Doctors don't generally learn much about eyes. They're there. You see through them. Don't get stuff in them. Sometimes they get dry. You want the jelly part to stay inside. Go see an eye doctor. The end. We learn a fair amount about what leads up to the eyes, i.e. how the brain manages vision and how damage to the brain/ nerves specifically affects sight in different ways, but that's not the same as understanding the eyes themselves. Eyes are highly complex and fascinating. They're also quite important in that eyes are the only place in the body where we can directly see blood vessels and nerves without doing surgery or something, because we can shine a light into the eye and see straight through to the back. That means all diseases that affect blood vessels or nerves systemically (think diabetes, high blood pressure, high cholesterol, some infections, etc.) will show up visibly in the eye somehow. This is in addition to all of the specific eye conditions that someone can have. There is a ton of very specific tech and wordage surrounding this, and in two weeks all I got were some basic eye exam skills and a glimpse at a huge body of knowledge that I know nothing about. I watched a lot of cataract surgeries. I did not have to watch anyone get their eye surgically removed, and I will always be grateful for that, because ew.

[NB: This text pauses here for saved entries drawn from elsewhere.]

PR #552, opened 2016-01-07
kde-apps/konsole: Auto-block slot 4 again

a17r:
Same should be done for kde-apps/konsole-15.08.3 in tree...


kensington:
Thanks, rebased as 4d8dacd2e270ba3fb66e424e21e3cad4792236e8 and 129d0bb8d550114379c3d9d4c9bbbb63b2d5d205.

PR #558, opened 2016-01-12
kde-apps: Applications 15.12.1 version bump

a17r:
Dropped .0 because I wanted to see any differences to .1 - however don't see a reason to keep old on overlay any longer.


mrueg:
Merged, thanks!

PR #559, opened 2016-01-17
kde-frameworks/polkit-qt: New package

a17r:
Wait for final decision upstream or merge already?
Will need some dependency adjustments in tree as well before it can be used by everyone.


kensington:
Thanks a lot!

PR #563, opened 2016-01-18
kde-apps/kwalletd-pam: Add aptly named slot 4 version of kwallet(d)-pam

a17r:
Separate package for use with KDE 4 or Plasma-5 with oldwallet still present. It could be done with multibuild as well and some use flag, but this way it could be made a dependency of KDE 4 without having to care about possible future ties into kf5.


kensington:
Thanks, rebased as 754f8c9d426cdf010e3a89bf7775b8dc79432568.

PR #564, opened 2016-01-18
kde-apps/kdecore-meta: New package

a17r:
This makes kdebase-meta stand aside of kde-apps-meta, while keeping dolphin, konsole and kwrite pulled in.

Makes kde-apps-meta not pull in plasma-meta, in theory.


kensington:
Thanks!

PR #577, opened 2016-01-27
kde-apps/{kdesdk-strigi-analyzer,mplayerthumbs}: Remove neglected upstream packages

a17r:
No code change since 4.10 (save for some minor translation bits) and doesn't work with dolphin:5, only serves to confuse people.

I'd even go as far as drop 15.08.3 in tree before it is stabilised, but oh well.


kensington:
Propose upstream to drop it too?

a17r:
Let's see if someone reacts @upstream, I'd say dropping it downstream is a minor incident as long as the full KDE Applications is not even side-by-side packageable by default.

kensington:
Thanks, picked as 718ea508b5eb46b9c48bfb8af5178920f735ea34 and 6d3ab442b506ad899ebee38d324dbd3aca587ca8. Added a note on the wiki too to follow up upstream.

PR #578, opened 2016-01-29
sys-block/partitionmanager: kf5-based kdesu workaround is unnecessary

stikonas:
partitionmanager is now able to locate libexec path directly.


kensington:
Thanks, picked as 31b7df03bc8231c6c4f0e862ac806c16d70c96ec.

PR #579, opened 2016-01-30
kde-apps/libkface, media-gfx/digikam: Add subslot operator

a17r:
In anticipation of opencv-3.1 subslot bump

See also: https://github.com/gentoo/gentoo/pull/752


kensington:
Thanks!

PR #584, opened 2016-02-03
kde-apps: Add KDE PIM 4.14.11 snapshot

a17r:
Changes:
- ~~Drop gpgmepp build from kdepimlibs, RDEPEND on standalone gpgmepp:4 package instead~~
- ~~^ one less blocker~~
- Drop USE="qt4 qt5" from akonadi-server and make it qt4-only again
- Remove USE=facebook from kdepim-runtime (API dropped)
- Fixes bug 560376 ("multiple merge candidates, aborting")
- Fixes build with newer boost (bug 556104) without a huge patch
- No further kdepim-icons package, alternatively depend on kde-frameworks/oxygen-icons


kensington:
Thanks, picked as d619f03c7796857a713e5c9e7bb81b17e71f7341...dc3ed9c3dbcf7336d12e04723b97255518ce77ff.

PR #585, opened 2016-02-05
kde-plasma/kscreenlocker: Fix blocker, bug 573890

a17r:
Should go into tree as well...


mrueg:
Thanks! Applied as 9ec6d0262ee0c92aac31522335d3d76e7400c5f1

PR #590, opened 2016-02-12
kde-plasma/kwin: Add blocker against <kde-apps/kdeartwork-meta-15.08.3-r1

a17r:
It improves upgrade path from KDE SC 4. Since the Plasma-5 upgrade guide
removes all Plasma-4 depending packages from world, but kdeartwork-meta
is not necessarily part of depgraph on the subsequent rebuild, people
currently face a block if they still have kdeartwork-meta-4.14.3 and
kdeartwork-styles installed.


kensington:
Thanks! Picked as 14b9915d6169ac24ae5ae0326b6c91c078c6a076.

PR #592, opened 2016-02-14
kde-frameworks/oxygen-icons: Add blocker against conflicting kdepim:5

a17r:
...plus unblocking solution for 15.12 branch.

Slow system crawling through upgrade right now. ...built fine.


kensington:
Thanks!

PR #593, opened 2016-02-15
kde-apps/kdepim: Some splitting / KDE PIM 15.12.2 bump

a17r:
kdepim-meta-15.12.2 built fine ;)

New package:
- libktnef ('soft' move from ktnef:5 - solved by 15.12.2 bump, only live users might get a conflict)

kde5.eclass:
- Add new vars for split PIM handling
- Check for KMNAME=kdepim in src_prepare and bulk-edit dependencies

New (old) split KDE PIM packages:
- ktnef
- akonadiconsole
- blogilo
- calendarjanitor
- konsolekalendar
- kaddressbook
- knotes
- akregator


kensington:
We could potentially do something like what we did in the past with kde4-meta - ``[[ ${KMNAME} = kdepim ]] && sed -i -e "/find_package/s/REQUIRED//"`` to punt all the bogus deps.

kensington:
Thanks!

PR #596, opened 2016-02-18
kde-apps: Applications 15.12.2 version bump (minus PIM)

a17r:
This is actually just about the last three commits, just based on https://github.com/gentoo/kde/pull/593 (also depends on the package.mask file from there)

Unlike the PIM bump, this one is not yet build tested.


kensington:
Thanks!

PR #603, opened 2016-02-21
Add kwallet(d)-pam RDEPENDs

a17r:
That's the first part, second part of it will need to go into login manager's pam.d configs.


Arfrever:
I think that these new dependencies should be conditional on pam USE flag.

a17r:
One more optional runtime dependency, anyone? ;)

Arfrever:
AFAIK KDE 4 can be installed on system without PAM installed at all.

In case of KDE 5, dependency is optional in kde-plasma/kscreenlocker, but unnecessarily unconditional in kde-plasma/plasma-meta. So kde-plasma/plasma-meta should be fixed.

a17r:
One alternative I can think of is putting kwallet-pam rdepend one level above into plasma-meta[pam] and inside whatever meta package that gets kwallet:4 pulled in, and have it mentioned in kwallet as a postinst message.

kensington:
Really nice work, thanks! Picked as 220df2a284168cbfaeb5028b826461421467c2e4...591a6dd170e989be53af3e6e7fc55be53a6c7695.

PR #623, opened 2016-03-10
[WIP] kde-apps: Add USE=+qt4 to meta ebuilds

a17r:
Add USE=qt4 to control install of KDE4-based applications through meta ebuilds.

USE=pim-conflict: not sure if serious...


johu:
:-1: I don't like the over complification

PR #624, opened 2016-03-11
plasma-nm needs new enough QCA due to -DQT_NO_KEYWORDS

jktjkt:
plasma-nm started building with -DQT_NO_KEYWORDS which removes Qt's
"signals" and "slots" keywords, leaving only Q_SIGNALS and Q_SLOTS in
place. This has happened in plasma-nm's commit 705d0f2f.

QCA got fixed to not require the signals/slots "keywords" in 66b9754,
which is only part of the v2.1.1 git tag.

I have no idea how the QCA tarballs are genrated of course because some
tags are apparently missing form that repo...


kensington:
Thanks! Picked as e393992f655309128bb62dfaa8d6d1b392e45ec4.

PR #626, opened 2016-03-13
Frameworks 5.20 was released - more conflicts!

a17r:
https://www.mail-archive.com/kde-core-devel@kde.org/msg20595.html

Added transitional packages for Plasma 5.5 so that it does not depend on unreleased Plasma 5.6.


johu:
You are adding a package with "arm". This is not possible without involving arch team.

a17r:
Not sure what to do then to be able to release KF-5.20 without breaking ~arm with Plasma 5.5.5. kactivities-workspace consists of modules that have been part of KF until 5.19, and will be only released with Plasma 5.6.

johu:
You will need to do your quizzez to know that.

kensington:
Thanks, picked as a4067bc7d43134009dea39e19811553b282bfd0c...4120d94fbecaf44ba78ca7d1b4541807ca415d18.

For the record, I build the new packages on arm.

PR #670, opened 2016-04-23
kde-apps: KDE PIM depends on >=Qt-5.6.0 and qtwebengine

a17r:


johu:
We can merge this when Qt 5.6 is visible to kde overlay.

johu:
Thanks, picked.

PR #672, opened 2016-04-24
kde-apps KDE PIM: Split building upstream

a17r:
Pushing improvements for existing split ebuilds so kdepim live keeps building, while more split ebuilds are in the works.


kensington:
Thanks!

PR #673, opened 2016-04-25
sets: Drop non-existent dep (kde4-l10n-9999)

eliasp:


johu:
Thanks, picked as 70cff03a40a142fe8d43827e5245de786ffc72dc (reworded commit message).

PR #674, opened 2016-04-25
kde5.eclass: Fix recent change wrt split PIM 16.04.x

a17r:
Gentoo-bug: 581176


johu:
Thanks, picked as 52088d62d0545e436fc86de216dac07438ec82f1.

PR #677, opened 2016-05-02
kde-apps/messagelib: Block conflicting kdepim-addons

a17r:
Upstream fix for missing headers without kdepim-addons causes
file collision with the latter, see also:

https://bugs.kde.org/show_bug.cgi?id=362100
https://quickgit.kde.org/?p=messagelib.git&a=commit&h=d3c47f200c96e04785d05af9fb086bcd5a68f251


johu:
Thanks, picked as 626da49fc643211ccc0eefeb8c98d6cc02207698

PR #678, opened 2016-05-05
kde-apps/ark: Fix (some) tests, add missing DEPEND

a17r:
Gentoo-bug: 560548


johu:
If there are still failing tests we should restrict them.

a17r:
it's a sandbox error, might be solvable but didn't have time to look into it

kensington:
Thanks, picked as 171b6b4b75561a720c0d670561e94207401ba6ad.

PR #681, opened 2016-05-12
kde-apps: Add 16.04.1

a17r:


johu:
Thanks picked and pushed.

PR #683, opened 2016-05-14
dev-util/kdevelop-embedded: New package | some fixes

a17r:


johu:
Thanks. Picked and pushed. Please try to avoid mixing topics in the same PR.

PR #684, opened 2016-05-15
kde-apps/kde4-l10n: Set +minimal by default | cleanup blockers

a17r:
Eases use of non-plasma profile.


johu:
Thanks picked and pushed.

PR #688, opened 2016-05-19
kde-apps: Update blockers

a17r:
follow-up to https://github.com/gentoo/gentoo/pull/1470


johu:
Thanks. Picked and pushed.

PR #689, opened 2016-05-19
kde-apps: Drop per-package FRAMEWORKS_MINIMAL

a17r:
5.21.0 is now global minimum.


johu:
Thanks. Picked and pushed.

PR #692, opened 2016-05-29
Documentation: Remove Qt unmask from kde-frameworks-live.base

a17r:
See also: https://bugs.gentoo.org/show_bug.cgi?id=584448


Documentation/maintainers/regenerate-files
```diff
@@ -10,7 +10,7 @@ SCRIPT=$(basename $0)
 HEADER="# Autogenerated by ${SCRIPT}, DO NOT EDIT."
 
 KF_RELEASES="5.21 5.22"
-KF_RELEASE=${KF_RELEASE:-5.21}
+KF_RELEASE=${KF_RELEASE:-5.22}
```
johu: KDE Framworks 5.21 is stable 5.22 not. So why should the default sets be the unstable version?

johu:
Thanks. Squashed and rebased as 7c76d77281e05edf3f7183fd31cc98a29583c995. I have re-added kf-env to live.

PR #1233, opened 2021-09-14
Issue #1132: Rendering dynamic fields shifted to template files

### LINKED ISSUE #625: Fix regular expressions for dynamic fields in CustomerInterface.
Good Morning, 

i have found another error, if a RexEx is entered in a dynamic field of type text, it does not appear in the customer interface.

Thanks!

Stefan

_Originally posted by @StefanRother-OTOBO in https://github.com/RotherOSS/otobo/issues/590#issuecomment-722897929_

### LINKED ISSUE #1132: Think about dynamic field rendering
The dynamic field HTML differs between the customer and agent interfaces. For standard fields this is only small stuff and taken care of via js atm, but at latest with more special fields arriving we should definitely include the interface which the field is rendered for directly in the backend methods, I think. Also we have to think about this with respect to process management, I imagine...

stefanhaerter:
Closing #1132


stefanhaerter:
Last two commits should solve miss-alignment of label for ticket body in CustomerTicketMessage.

Issue #1234, opened 2021-09-15
Allow to activate ElasticSearch in a quick install environment


bschmalhofer:
This bad effect wasn't recognised before, because the unit tests run without ElasticSearch support per default. It should be made easy to set up an environment with ES. Therefore I propose to add a flag `--activate-elasticsearch` to bin\docker\quick_setup.pl. Then test whether there are failures when running with ES.

_Originally posted by @bschmalhofer in https://github.com/RotherOSS/otobo/issues/1192#issuecomment-919964845_

bschmalhofer:
Created https://github.com/RotherOSS/CodePolicy/issues/71 because CodePolicy was naugthy.

PR is merged. Closing this issue.

bschmalhofer:
Reopening because it looks like the SysConfig changes for ElasticSearch were not deployed.

bschmalhofer:
The deployment has been added. Confirmed via the GUI that the deployment was successful. Closing again.

PR #1235, opened 2021-09-15
Issue #1234 quick install

bschmalhofer:


bschmalhofer:
installer.pl should be tested before applying this PR.

bschmalhofer:
Tried the three relevant variants:

- quick_setup.pl with --activate-elasticsearch
- quick_setup.pl without --activate-elasticsearch
- installer.pl, activating ElasticSearch per Default

These variants worked fine. Got the expected errors, in the two cases with active ES, when running _scripts/test/Ticket.t_. Looks good. Merging the PR now.

Issue #1255, opened 2021-09-23
Use caching in the github actions


bschmalhofer:
Here is another idea. When looking at https://github.com/RotherOSS/otobo/runs/3684898399?check_suite_focus=true we see that there is one step that takes most of the time. That's installing the CPAN dependencies from cpanfile.docker. This could be eliminated by using a dedicated Docker image with all the dependencies installed. A better idea might be to simply cache the CPAN dependencies. Either the directory with the installed Perl modules, or the .cpanm workdir.

_Originally posted by @bschmalhofer in https://github.com/RotherOSS/CodePolicy/issues/51#issuecomment-925749171_

bschmalhofer:
It is not clear whether this works as expected. There are several cases to be checked:

- [x] action on push: cache is used when pushing to the same branch
- [x] action on pull_request: cache is used when rerunning the job
- [x] action on pull_request, no cache in parent branch: cache is **not** used on the next PR
- [x] action on pull_request, with cache in parent branch: cache is used on the next PR

bschmalhofer:
Added another action that only builds the cache on the rel-10_1 branch.
Let's not close this issue, until we are sure that no problems crop up.

bschmalhofer:
Another optimisation in cache_local_lib.yml. For getting a checksum on _cpanfile.docker_, we don't need a complete checkout of the branch. We can ask Github directly via the REST interface. Unfortunately the SHA from the webservice is not the same value as returned by `hashfiles()`. This can be redeemed by using `git rev-parse :cpanfile.docker` in the other workflows.

Still not closing, in case problems crop up.

bschmalhofer:
After discussion with @svenoe and consulting #1110 we deciding to merge the two check actions.

bschmalhofer:
Looks good. Only the code_policy.yml workflow is now executed. This workflow contains the syntax check.

bschmalhofer:
This seems to work without hassle. Let's use it for rel-10_0 as well.

bschmalhofer:
Another idea for a speedup. Install Code::TidyAll and dependencies via cpanm. This should make the installation of Debian packages faster.

bschmalhofer:
Closing this issue. Any problems that pop up should be fixed in #1278.

PR #1257, opened 2021-09-23
Issue #1255: add an usage message

bschmalhofer:


bschmalhofer:
Reusing an old branch does not work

Also I looked at peoples' irises under high magnification a lot. I was meant to be contemplating the deep mysteries of the pathologic retina at the time, but irises are cooler to look at if you're not an ophthalmologist. Did you know irises have kind of a black background, and the colour is actually a bunch of fibers radiating out from the pupil? They stretch out almost flat when your pupils are small, and they curl up when your pupils are dilated. And a lot of people have little spots of other colours in their irises that aren't visible normally.
Somewhere in there I made P. F. Chang's chicken lettuce wraps from scratch and got all my dry cleaning done and had some work done on my car.
You can tell this was an enormously productive rotation.